**RECORDS SHOWN**
PR #557, opened 2024-04-22
directive tweaks

stevejpurves:
This PR tweaks/improves the `cn:articles` directive options

### DIFF
--- a/packages/curvenote-cli/.eslintrc.cjs
+++ b/packages/curvenote-cli/.eslintrc.cjs
@@ -1,4 +1,12 @@
 module.exports = {
   root: true,
   extends: ['curvenote'],
+  rules: {
+    'import/no-extraneous-dependencies': [
+      'error',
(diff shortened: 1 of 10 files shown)


packages/curvenote-cli/.eslintrc.cjs
```diff
@@ -1,4 +1,12 @@
 module.exports = {
   root: true,
   extends: ['curvenote'],
+  rules: {
+    'import/no-extraneous-dependencies': [
+      'error',
+      {
+        devDependencies: ['**/*.spec.ts'],
+      },
+    ],
```
rowanc1, line 10: This requires `vitest` to be in the dev deps of every package, which we don't want.

```
/* eslint import/no-extraneous-dependencies: ['off'] */
```

At the top of the spec file might be easier?

This doesn't trigger a lint warning anyways, just visually...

**EXERCISE OBJECTIVE**
Nothing should be left out or altered, so reproduce the whole listing.

**FINISHED EXERCISE**
PR #557, opened 2024-04-22
directive tweaks

stevejpurves:
This PR tweaks/improves the `cn:articles` directive options

### DIFF
--- a/packages/curvenote-cli/.eslintrc.cjs
+++ b/packages/curvenote-cli/.eslintrc.cjs
@@ -1,4 +1,12 @@
 module.exports = {
   root: true,
   extends: ['curvenote'],
+  rules: {
+    'import/no-extraneous-dependencies': [
+      'error',
(diff shortened: 1 of 10 files shown)


packages/curvenote-cli/.eslintrc.cjs
```diff
@@ -1,4 +1,12 @@
 module.exports = {
   root: true,
   extends: ['curvenote'],
+  rules: {
+    'import/no-extraneous-dependencies': [
+      'error',
+      {
+        devDependencies: ['**/*.spec.ts'],
+      },
+    ],
```
rowanc1, line 10: This requires `vitest` to be in the dev deps of every package, which we don't want.

```
/* eslint import/no-extraneous-dependencies: ['off'] */
```

At the top of the spec file might be easier?

This doesn't trigger a lint warning anyways, just visually...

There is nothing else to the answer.